*** Opening Data excerpt ***

PR #580, opened 2024-12-06
[JENKINS-74964] Display error message when adding invalid certificate credentials

Priya-CB:
[JENKINS-74964](https://issues.jenkins.io/browse/JENKINS-74964)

*** Closing Data excerpt ***

- Your instructions
Would you please return all lines of the data that include the word "JENKINS"?

- Solved exercise
[JENKINS-74964] Display error message when adding invalid certificate credentials
[JENKINS-74964](https://issues.jenkins.io/browse/JENKINS-74964)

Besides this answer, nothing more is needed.